Hydrodynamical structure formation in Milgromian cosmology

Abstract

ABSTRACT We present the first hydrodynamical cosmological simulations in the νHDM framework based on Milgromian dynamics (MOND) with light (11 eV) sterile neutrinos. νHDM can explain the expansion history, CMB anisotropies, and galaxy cluster dynamics similarly to standard cosmology while preserving MOND’s successes on galaxy scales, making this the most conservative Milgromian framework. We generate initial conditions including sterile neutrinos using camb and music and modify the publicly available code phantom of ramses to run νHDM models. The simulations start at redshift $z_e$ = 199, when the gravitational fields are stronger than $a_{_0}$ provided this does not vary. We analyse the growth of structure and investigate the impact of resolution and box size, which is at most 600 comoving Mpc. Large density contrasts arise at late times, which may explain the KBC void and Hubble tension. We quantify the mass function of formed structures at different redshifts.

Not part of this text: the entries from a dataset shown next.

PR #51, opened 2018-04-04
WIP: Basic WebSocket support

### LINKED ISSUE #50: WebSocket support
It would be nice to have one for testing WS connections.

tyranron:
Resolves #50

### Why this PR is here?

I haven't found any handy solutions for E2E [WebSocket]s testing on Go. The only solution I've found is [github.com/posener/wstest](https://github.com/posener/wstest) which is for unit tests only, however.

### What does this PR do?

Adds first-class library support for [WebSocket] testing. Built on top of [github.com/gorilla/websocket](https://github.com/gorilla/websocket) library, which is de facto Go standard for [WebSocket]s at the moment.

This supports both real [WebSocket] server implemented in any language (so allows E2E tests) and `http.Handler` / `fasthttp.RequestHandler` directly without running server (so allows unit tests).

#### Features

- Send WS HTTP request: `req := e.WS("/my/path/to/ws")`
- Obtain WS connection from response: `conn := req.Expect().Connection()`
- Close WS connection normally/abnormally: `conn.Close()` / `conn.Disconnect()`
- Write to WS connection: `conn.WriteText("hi")`, `conn.WriteJSON(object)`, `conn.WriteBinary(bytes)`, and so on...
- Read from WS connection: `msg := conn.Expect()`
- `Binder` / `FastBinder` implementations for `websocket.Dialer` (to test handlers directly without running WS server)
- `WsPrinter` interface extension for `Printer` which prints sent and received [WebSocket] messages (implemented for `DebugPrinter`)

#### Example

```go
func TestEchoServer(t *testing.T) {
	e := httpexpect.New(t, "http://echo.server/")

	conn := e.WS("/endpoint/ws").
		Expect().
		Status(http.StatusSwitchingProtocols).
		Connection()
	defer conn.Disconnect()

	conn.WriteText("hi").
		Expect().Text().Body().Equal("hi")

	conn.WriteJSON(struct {
		Message string `json:"message"`
	}{"hi"}).
		Expect().
		Text().JSON().Object().ValueEqual("message", "hi")

	conn.CloseWithText("bye")
}
```

### If you want to try it now

Modify your `Gopkg.toml`:

```toml
[[constraint]]
  name = "github.com/gavv/httpexpect"
  branch = "ws-support"
  source = "github.com/instrumentisto/httpexpect"
```

[WebSocket]: https://en.wikipedia.org/wiki/WebSocket

### DIFF
--- a/request.go
+++ b/request.go
@@ -19,8 +19,8 @@ import (
 	"github.com/fatih/structs"
 	"github.com/gavv/monotime"
 	"github.com/google/go-querystring/query"
-	"github.com/imkira/go-interpol"
 	"github.com/gorilla/websocket"
+	"github.com/imkira/go-interpol"
 )
 
 // Request provides methods to incrementally build http.Request object,
@@ -37,7 +37,7 @@ type Request struct {
 	bodysetter string
 	typesetter string
 	forcetype  bool
-	isWS       bool
+	isWs       bool
 }
 
 // NewRequest returns a new Request object.
@@ -96,9 +96,9 @@ func NewRequest(config Config, method, path string, pathargs ...interface{}) *Re
 		chain.fail(err.Error())
 	}
 
-	isWS := false
+	isWs := false
 	if method == "ws" {
-		isWS = true
+		isWs = true
 		method = http.MethodGet
 	}
 
@@ -112,7 +112,7 @@ func NewRequest(config Config, method, path string, pathargs ...interface{}) *Re
 		chain:  chain,
 		path:   path,
 		http:   hr,
-		isWS:   isWS,
+		isWs:   isWs,
 	}
 }
 
@@ -132,7 +132,7 @@ func (r *Request) WithClient(client Client) *Request {
 	switch {
 	case r.chain.failed():
 		return r
-	case r.isWS:
+	case r.isWs:
 		r.chain.fail(
 			"\nunexpected WithClient usage for WebSocket request, " +
 				"use WithDialer instead")
@@ -158,7 +158,7 @@ func (r *Request) WithDialer(dialer Dialer) *Request {
 	switch {
 	case r.chain.failed():
 		return r
-	case !r.isWS:
+	case !r.isWs:
 		r.chain.fail(
 			"\nunexpected WithDialer usage for non-WebSocket request, " +
 				"use WithClient instead")
@@ -183,7 +183,7 @@ func (r *Request) WithHandler(handler http.Handler) *Request {
 	switch {
 	case r.chain.failed():
 		return r
-	case r.isWS:
+	case r.isWs:
 		r.chain.fail(
 			"\nunexpected WithHandler usage for WebSocket request, " +
 				"which is not supported currently") // TODO: support maybe?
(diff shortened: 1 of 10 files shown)


tyranron:
@gavv I know this is huge one, but I'd like to ask you to look through the design and if you like it, I'll cover new stuff with unit tests and improve documentation.

request.go
```diff
@@ -827,22 +946,31 @@ func (r *Request) encodeRequest() {
...
+	resp *http.Response, conn *websocket.Conn, elapsed time.Duration,
+) {
 	if r.chain.failed() {
 		return
 	}
 
+	// TODO: print actual request made by Dialer
 	for _, printer := range r.config.Printers {
 		printer.Request(r.http)
 	}
```
tyranron: @gavv the only place I'm not sure what to do...

The problem is that `websocket.Dialer` [constructs the final HTTP request on-fly](https://github.com/gorilla/websocket/blob/v1.2.0/client.go#L199-L247) and there is no way to specify our request there. So, actually, we can't pass to `Printer` the real request (with `Upgrade` header and etc.), just preconfigured values.

The only option I see here is to repeat (copy-paste) `http.Request` construction from `gorilla/websocket`, but this will come with increased cost of maintaining (need to check changes in their lib every time).

gavv:
Hi,

I finally was able to find some time for httpexpect (well, ok, actually just quit my job :) and now I'm looking at the request.

The overall implementation looks very nice, but I'd like to rearrange and rename a few things.

I think I'll rebase and merge this in a few days.

gavv:
I've rebased and squashed these commits and merged them. I've also pushed several follow-up commits with some refactoring, fixes, and tests.

What I've changed:

* Renamed some structs and methods to be more similar to the rest code. The user code usually don't include httpexpect type names explicitly, so they can be a bit more verbose.

* Removed Expect.WS() and the special "ws" http method and added Request.WithWebsocketUpgrade(). Now the user should create a regular HTTP GET request, as usual, and then upgrade it to a WebSocket request using this method. I think this approach reflects better how the things work under the hood and it eliminates the need of a special magic http method.

* Removed multiple `isWs` checks from various Request methods that set the request body. There is a simpler way to do it -- we can check if the body is set when we're encoding a request (we even record who set the body to produce a nice error message).

* Refactored the request encoding and response creation a bit.

* Removed default WebSocket timeout. I decided to mimic the standard library here and don't provide any defaults just like in the default http.Transport.

* Removed the code that closes the connection and waits the final message from server when we're sending a close message to the server. This code didn't allow to match the final message from server in tests, which would be an expected feature I think. I there any reason why we really should have this code?

* Removed Content() method from message. It allowed to get a Value object from a non-JSON message, however the Value type is originally designed to represent *JSON values*. I there any reason why we really should have this method?

* Reworked dialer constructors a bit. First, there is no need to make them methods of binders, so I moved them out. Second, they now support multiple Dial calls. Third, they now start one goroutine per Dial call and wait until it finish in the Conn.Close method to provide a guarantee that the handler will not be used after the connection is closed.

What I've added:

* Some unit tests. The coverage is not 100% though. If you get a chance to add more, you're welcome :)

* Some end2end tests. They are based on the example from this request but extend it a bit.

* A note and a thank you in README about the WebSocket support.

gavv:
Related commits:

* 67c7006ee32d878fb24e77ddadbdd896e9046dbc
* 14adb4f5ab2eedf32d5de4ce020605c9fbe45724
* 2ef7ef17287bed8cf4d4cf0fad7d7076d96f2259
* fbbe5fc6ae1f2260fd7493fc419dc8ce00164c06
* c3000bc283cd364de398ca4e3f8d91f4a7591114

request.go
gavv: I thinks it's OK. Since the user can provide a custom dialer, we really don't control how a websocket request is formed, so it's not our responsibility to print it.

gavv:
One more follow-up commit: 82350969d5d20e9048a418cb62407d31bf74e953

gavv:
I'm closing this, thanks for contribution!

PR #57, opened 2019-09-25
chore: bump moul.io/http2curl dependency

moul:
See https://github.com/moul/http2curl/pull/19 for details


gavv:
Thanks, I'll take a look. There is a mess with go.mod: "go test" and "go mod tidy" are producing conflicting changes.

moul:
Ok, tell me if I can help

gavv:
Follow-up commit: 8387429857db3db0139e6f1b3811038b2cfe1aa8

gavv:
This fixes are also merged into `v1` and `v2` branches and two new releases are tagged: `v1.1.1` and `v2.0.1`.

PR #58, opened 2019-09-25
Fix http2curl import

Pantani:
# Headline
Fix http2curl import for `printer.go`

## Problem
`package github.com/moul/http2curl: code in directory $GOPATH/src/github.com/moul/http2curl expects import "moul.io/http2curl"`

## Solution
User the package `moul.io/http2curl` instead `github.com/moul/http2curl`

### DIFF
--- a/printer.go
+++ b/printer.go
@@ -9,7 +9,7 @@ import (
 	"time"
 
 	"github.com/gorilla/websocket"
-	"github.com/moul/http2curl"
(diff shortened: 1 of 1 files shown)


gavv:
Hi,

We already have a PR for this issue: #57

I have merged the fix to master, v1, and v2, see my comment in that PR.

Thanks.

Issue #63, opened 2019-12-16
Gin example


veeral-patel:
Hi, please consider adding an example of using `httpexpect` with `gin`: https://github.com/gin-gonic/gin!

Thanks for this great tool!

gavv:
Hi, thanks.

Unfortunately I haven't worked with gin, but pull requests are welcome :)

circa10a:
@gavv 
```go
// Init all context paths
func routes(router *gin.Engine) {
	root := router.Group("/")
	{
	root.GET("/rules", rulesHandler())
	// For every route not defined, forward to swagger docs
	router.NoRoute(noRouteHandler())
}

func TestRulesEndpoint(t *testing.T) {
	g := gin.Default()
        routes(g)
	server := httptest.NewServer(g)
	defer server.Close()
	e := httpexpect.New(t, server.URL)
	e.GET("/rules").
		Expect().
		Status(http.StatusOK).JSON().Array()
}
```

gavv:
PR is merged.

PR #64, opened 2019-12-28
Add Gin example

circa10a:
Addresses #63


gavv:
Thanks!

_examples/gin.go
```diff
@@ -0,0 +1,28 @@
...
+
+// Init routes, bind to global G variable to be used in tests
+func init() {
+	G.GET("/example", ginHandler())
+}
+
+// Start server
+func main() {
+	G.Run()
+}
```
gavv: All examples share the same package, so they should not define main(). Otherwise, only one example could have main. Can we construct gin instance in the test instead?

_examples/gin_test.go
```diff
@@ -0,0 +1,24 @@
+package examples
+
+import (
+	"github.com/gavv/httpexpect"
+	"net/http"
+	"net/http/httptest"
+	"testing"
+)
+
+func TestGinHandler(t *testing.T) {
```
gavv: If we're adding a gin example, it would be reasonable to demonstrate something unique to gin.

One thing we could demonstrate is using httpexpext.NewBinder to test gin handler directly.

Other ideas?

README.md
```diff
@@ -102,6 +102,10 @@ See [`_examples`](_examples) directory for complete standalone examples.
 
     Testing a server running under the [Google App Engine](https://en.wikipedia.org/wiki/Google_App_Engine).
 
+* [`gin_test.go`](_examples/gin_test.go)
+
+    Testing a server utilizing the [gin web framework](https://github.com/gin-gonic/gin).
```
gavv: Nitpick: I suggest to move it upper, right after the echo example, so that framework examples will be grouped.

Makefile
```diff
@@ -1,5 +1,6 @@
 GO111MODULE := on
-export GO111MODULE
+GIN_MODE := release
```
gavv: Do we need it on build time or at runtime? If on build time, it's OK, but if at runtime, I'd suggest to set the var in the example itself instead of the makefile.

_examples/gin.go
circa10a: Good point. Test works fine without it. I've removed the `main` function.

_examples/gin_test.go
circa10a: I'm not familiar  with the `NewBinder` method. You have a snippet to demonstrate?

README.md
circa10a: Resolved. Have moved under echo

Makefile
circa10a: WIthout it, there's a couple of extra lines of debug output that gin puts out when it instantiates the server.
`os.Setenv("GIN_MODE", "release")` doesn't seem to resolve. I removed it from the `Makefile` though.

_examples/gin_test.go
gavv: * https://github.com/gavv/httpexpect#use-http-handler-directly
* https://godoc.org/github.com/gavv/httpexpect#Binder

https://github.com/gavv/httpexpect/blob/0387206792097a6dc6fd830ac268a6f1953194f1/_examples/echo_test.go#L72-L87

Makefile
gavv: I guess you need to call setenv before calling gin.Default(). Or maybe you can call gin.SetMode(gin.ReleaseMode) (if it works, it'd be preferred).

gavv:
Please also squash commits after fixing all the issues.

_examples/gin_test.go
circa10a: I've added the binder method for the test by following the echo example, the only issue I see with it is that it creates a new gin instance for each handler and doesn't feel very realistic, since you would normally use the same gin instance in every handler.

Makefile
circa10a: Got this working by using an `init` function and keeping the gin instance inside the handler.

_examples/gin_test.go
circa10a: I've modified the test to use `NewBinder` following the echo example. I did modify it a bit to pass along a `gin` instance to demonstrate that you would use the same instance in all of your route handlers and not create a new instance per route(hope that makes sense).

gavv:
LGTM, thanks!

PR #73, opened 2020-04-29
WithRetry capability

teivah:
First of all, thanks for this cool library.

In my context, we would have been interested in a retry capability before to assert that a test is failing. We are running a test, synchronizing an internal cache and then we trigger an HTTP request. As we don't have the possibility to query the internal cache, we don't know when the HTTP query will succeed. Hence, we had to add an ugly time.Sleep() before calling httpexpect library.

Instead, it would be way cleaner to be able to retry a failing query. That would be something similar to what we have for example in Gomega with the `Eventually` assertion: https://onsi.github.io/gomega/#making-assertions

`WithRetry` would accept a max retry value and a retry delay.

### DIFF
--- a/mocks_test.go
+++ b/mocks_test.go
@@ -6,13 +6,30 @@ import (
 )
 
 type mockClient struct {
-	req  *http.Request
+	req        *http.Request
+	resp       http.Response
+	err        error
+	retries    []retry
+	retryIndex int
+}
+
+type retry struct {
 	resp http.Response
 	err  error
 }
 
 func (c *mockClient) Do(req *http.Request) (*http.Response, error) {
 	c.req = req
+	if c.retries != nil {
+		currentRetry := c.retries[c.retryIndex]
+		c.retryIndex++
+		if currentRetry.err != nil {
+			return nil, currentRetry.err
+		}
+		c.resp.Header = c.req.Header
+		c.resp.Body = c.req.Body
+		return &currentRetry.resp, nil
+	}
 	if c.err == nil {
 		c.resp.Header = c.req.Header
 		c.resp.Body = c.req.Body
--- a/request.go
+++ b/request.go
@@ -38,6 +38,8 @@ type Request struct {
 	forceType  bool
 	wsUpgrade  bool
 	matchers   []func(*Response)
+	maxRetry   int
+	retryDelay time.Duration
 }
 
 // NewRequest returns a new Request object.
@@ -851,6 +853,18 @@ func (r *Request) WithMultipart() *Request {
 	return r
 }
 
+// WithRetry allows to retry an HTTP request until a max retry value.
+// It also accepts a retry delay that is performed before to retry on failure.
+func (r *Request) WithRetry(maxRetry int, retryDelay time.Duration) *Request {
+	if r.chain.failed() {
+		return r
+	}
+
+	r.maxRetry = maxRetry
+	r.retryDelay = retryDelay
+	return r
+}
+
 // Expect constructs http.Request, sends it, receives http.Response, and
 // returns a new Response object to inspect received response.
 //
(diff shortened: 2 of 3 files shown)


teivah:
@gavv Any problem with the approach?

gavv:
Hi, being a bit busy currently with other projects. I'll find time for httpexpect in week or two. Sorry for inconvenience and thanks for the PR!

teivah:
No worries, thank you :)

request.go
```diff
@@ -980,7 +994,20 @@ func (r *Request) sendRequest() *http.Response {
...
 	}
 
-	resp, err := r.config.Client.Do(r.http)
+	var err error
+	var resp *http.Response
+	if r.maxRetry == 0 {
+		resp, err = r.config.Client.Do(r.http)
+	} else {
+		for i := 0; i < r.maxRetry; i++ {
+			resp, err = r.config.Client.Do(r.http)
```
gavv, line 1003: The problem here is that, in general, http.Request is not reusable after calling http.Client.Do, even if it failed. In particular, http.Request.Body is io.Reader, and http.Client may read the whole body, so that the retry will see an EOF, like the body is empty.

This problem doesn't appear with requests without body. We should add a test with a POST request with non-empty body which will catch this bug.

The typical way to solve this problem is:

1. read the whole body into buffer
2. create a new reader from the buffer
3. call Client.Do
4. on failure, go to step (2)

Some optimizations are possible, e.g. if the client buffer is ReaderSeeker, we can just seek to the beginning before each retry.

Quick googling showed that there is also a package the handles this issue: https://github.com/hashicorp/go-retryablehttp

Maybe we can use it here? Or at least reproduce part of its logic.

request.go
```diff
@@ -851,6 +853,18 @@ func (r *Request) WithMultipart() *Request {
 	return r
 }
 
+// WithRetry allows to retry an HTTP request until a max retry value.
+// It also accepts a retry delay that is performed before to retry on failure.
+func (r *Request) WithRetry(maxRetry int, retryDelay time.Duration) *Request {
```
gavv, line 858: Is the retryDelay parameter useful in practice? (In your case or in general). Maybe instead remove it and use exponential back-off, to make the API a bit simpler?

request.go
```diff
@@ -980,7 +994,20 @@ func (r *Request) sendRequest() *http.Response {
...
+	var resp *http.Response
+	if r.maxRetry == 0 {
+		resp, err = r.config.Client.Do(r.http)
+	} else {
+		for i := 0; i < r.maxRetry; i++ {
+			resp, err = r.config.Client.Do(r.http)
+			if err != nil {
+				time.Sleep(r.retryDelay)
+				continue
+			}
```
gavv, line 1007: It usually makes sense to retry only temporary network errors, like:

```
if nerr, ok := err.(net.Error); ok && nerr.Temporary() {
```

Also, it makes sense to retry timeout errors (err.Timeout()), I don't remember whether timeout error is considered temporary or not.

In addition, it usually makes sense to retry some of HTTP status codes, likely all 5xx errors except 501. However, for httpexpect it doesn't always make sense, so probably we need a separate option for this.

I guess we need to allow the user to specify something like "retry policy" (what to retry and how).

mocks_test.go
```diff
@@ -6,13 +6,30 @@ import (
...
+
+type retry struct {
 	resp http.Response
 	err  error
 }
 
 func (c *mockClient) Do(req *http.Request) (*http.Response, error) {
 	c.req = req
+	if c.retries != nil {
+		currentRetry := c.retries[c.retryIndex]
```
gavv, line 24: Let's add an explicit panic with meaningful message when index is out of bounds.

request_test.go
```diff
@@ -165,6 +167,53 @@ func TestRequestClient(t *testing.T) {
 	req3.chain.assertFailed(t)
 }
 
+func TestRequestWithRetrySuccess(t *testing.T) {
```
gavv, line 170: Can we also check the resulting `retryIndex` in these tests? To ensure that httpexpect made the desired number of retry attempts.

request.go
teivah: Not necessarily. Please check at my use-case in the description. It's not simply a transient retry.

gavv: I see. But I guess this is not the most common use case, so maybe handle it as a special retry policy?

E.g. we could have the following policies:

* retry temporary network errors
* retry temporary network errors and temporary server errors (5xx) - likely should be default when retrying is enabled
* retry any errors

What exact error are you retrying in your case?

gavv:
I've added an issue: #85.

Issue #69, opened 2020-04-02
Rework error reporting and formatting


gavv:
## Problem

Currently we're missing the following features:

* the user can't register a hook that will be invoked on every performed assertion including successful ones; e.g. this could be used for goconvey integration (#143) or for other reasons;

* when an error is passed to user-defined `Reporter`, it only receives the error message, but no additional context: e.g. test name (#59), request and response (#137), value which didn't pass the assertion, etc;

* since every component formats error message by its own, there is no single point where we can implement various formatting improvements like colored output.

## Solution

The suggested solution is to unify error handling by introducing error context and formatter:

* Add `Context` struct:

  * Context will accumulate the assertion context, assertion name (i.e. method name like "Equal"), request, response, round trip time, etc. E.g., when the user calls Expect(), the encoded request and received response are stored into context.

  * Context should be inherited by nested objects, e.g. in Array().Element() the returned element inherits the context of the array.

  * Context will be passed to Formatter when an assertion fails.

  * Context will contain `Reporter` field, which will be used to report failures.

  * Context will also contain private `Formatter` field, to allow nested components to inherit formatter.

  * We already have struct `chain` which is automatically inherited by all nested objects. We should just replace `chain.reporter` with `chain.context`.

* Add `Failure` struct:

  * Failure will contain information about the failed assertion: error message, actual value, and expected value (for assertions like Equal) or the value which triggered the failure (for assertions like Contains).

  * Failure will be passed to Formatter when an assertion fails.

* Add `Formatter` interface with four methods:

      BeginAssertion(Context)
      Success(Context)
      Failure(Context, Failure)
      EndAssertion(Context)

* Add `DefaultFormatter` implementation of the `Formatter` interface:

  * BeginAssertion(), EndAssertion(), and Success() may be no-op for now.

  * Failure() should format info from Context and Failure structs into a string and pass it to Context.Reporter.

  * It should use dumpValue() to print values from Failure struct. If both actual and expected values are present, it should use diffValues() to print the diff. Currently this logic is duplicated in every component and now it should be implemented once in Formatter.

* Switch all components to new structs:

  * Make all components using Context.

  * Add Formatter to Config. If it's nil, automatically use DefaultFormatter. Pass Formatter and Reporter from Config to to Context.

  * Incrementally, one-by-one, switch every component from doing its own error formatting and reporting to using Context.Formatter. They should call BeginAssertion() before doing a check, then call Success() and Failure(), and then call EndAssertion().

## Notes

[...]

PR #78, opened 2020-06-28
Default Formatter implementation

goku321:
Added default implementation for `Formatter` interface.

Fixes: #69


expect.go
```diff
@@ -237,6 +238,50 @@ func (DefaultRequestFactory) NewRequest(
...
+// added later.
+func (DefaultFormatter) EndAssertion(ctx Context) {}
+
+// Failure implements Formatter.Failure and reports failure.
+//
+// It formats the info from Context and Failure struct into
+// a string and passes it to Context.Reporter for reporting.
+func (DefaultFormatter) Failure(ctx Context, f Failure) {
+	errString := ""
+	if f.actual != nil {
```
gavv, line 268: I think we should also add assertionName to Failure struct (e.g. "Equals", "Contains", etc) and print it here.

gavv: Also, I suggest to rename Context.name to Context.TestName. And I guess we need to make all Context fields, except formatter, exported.

gavv (commented):
Hi, sorry for delay! If you're still interested in this, here are a few comments.

goku321:
Hi @gavv Thanks for your comments. Yes, I'm still interested but caught up with other tickets at the moment. Will surely return to this as soon as possible.

Leryan:
@goku321 @gavv hi 👋 i’m very interested in these features, i could bring help if task sharing is possible :) i haven’t checked the current state of this PR in detail but i'm ready to spend several hours during the weekends. just ping me :)

gavv:
@Leryan Thanks for your interest, the help is appreciated! You could help with finishing this PR, I hope @goku321 don't mind. After this is done, it would be possible to parallelize the work of switching various components to the Context, since those components can be changed independently.

expect.go
Leryan: the test (`testing.T`) reference could be inside the context?

gavv:
Closing with respect to #150. See details in https://github.com/gavv/httpexpect/pull/98#issuecomment-1320941335

Issue #68, opened 2020-02-26
Support adding middleware to finalize HTTP requests


mrosales:
This request might seem a little strange, so I'll outline the use case first. I have an API that requires the requests to sign the body, and I'd like to use `httpexpect` to create one of these signed requests.

In order to do this, I need to construct a signature from the request body, http headers, full path, query string, HTTP protocol. See the [AWS Request Signing docs](https://docs.aws.amazon.com/general/latest/gr/sigv4_signing.html) for an example of a similar scheme.

I'm not suggesting something too specific to my use case, but rather suggesting to implement something like a "request finalizer" or "request middleware" that lets you perform a function to modify the outgoing HTTP request object. I currently have to viable workarounds.

1. Prepend a logger, since is called basically when I want:

```go

func TestSignedRequest(t *testing.T) {
	// ...

	e := httpexpect.WithConfig(httpexpect.Config{
		BaseURL: baseURL,
		Client: &http.Client{
			Jar:     httpexpect.NewJar(),
			Timeout: time.Second * 30,
		},
		Reporter: httpexpect.NewAssertReporter(t),
		Printers: []httpexpect.Printer{
			requestFinalizerFunc(func(r *http.Request) {
				// copy request body
				// compute signature headers
				// set header
			}),
			httpexpect.NewCompactPrinter(t),
		},
	})

	// e.POST(...)
}


type requestFinalizerFunc func(r *http.Request)

// Request implements httpexpect.Printer.Request.
func (finalizer requestFinalizerFunc) Request(req *http.Request) {
	if req != nil {
		finalizer(req)
	}
}
```

2. Override the `http.Client`, so we can transform the outgoing request.

I opted for the logger approach since it allows the request to be transformed after it is constructed but before being logged or sent. Would you consider adding a hook that exposes something like the following:

```
e.POST("/foo/bar").
    WithBytes(someBytes).
    WithRequestTransformer(func(r *http.Request){
        // modify the request here
    })
```

It could be used with something like:

```
e := httpexpect.New(t, "http://example.com")

signed := e.Builder(func (req *httpexpect.Request) {
	req.WithRequestTransformer(func(r *http.Request) {
		// sign my request
	})
})

signed.POST("/foo/bar").WithBytes([]byte("some bytes to sign"))
```

gavv:
Hi, sorry for late reply.

Yes, `WithRequestTransformer` idea looks good! I'll assign `help wanted` tag so that someone could implement it.

[...]

PR #79, opened 2020-07-09
feat: adds WithRequestTransformer

t0mburton:
I found myself needing a way to construct a header based on the request body and noticed this concept had been discussed under https://github.com/gavv/httpexpect/issues/68.

Nice lib btw, I hope the PR is how you envisaged it :+1:

### DIFF
--- a/request.go
+++ b/request.go
@@ -851,6 +851,26 @@ func (r *Request) WithMultipart() *Request {
 	return r
 }
 
+// WithRequestTransformer executes the given transform on the underlying http.Request.
+//
+// Example:
+//  req := NewRequest(config, "PUT", "http://example.com/path")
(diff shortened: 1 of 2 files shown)


gavv:
Sorry for delay.

I think it'd be more reasonable to apply transformers only after encoding request, i.e. in Expect call. This way transformers will play well together with other request builders (e.g. WithPath or WithQuery) - they will see the final result of all other builders and will be able to override it.

Since I was so late, I've rebased and fixed PR by myself.

Everything merged into master, here are commits: 7891e197e7d7b713fc8a0fab78ca3ca3b77075d4 (original commit, rebased), b11e30f2c9e3f19dd84b4db9bc05b03b779268ef (my follow-up).

Thanks!!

We show that the sterile neutrino mass fraction in these structures is similar to the cosmic fraction at high masses (consistent with MOND dynamical analyses) but approaches zero at lower masses, as expected for galaxies. We also identify structures with a low peculiar velocity comparable to the Local Group, but these are rare. The onset of group/cluster-scale structure formation at $z_e$ ≈ 4 appears to be in tension with observations of high redshift galaxies, which we discuss in comparison to prior analytical work in a MONDian framework. The formation of a cosmic web of filaments and voids demonstrates that this is not unique to standard Einstein/Newton-based cosmology.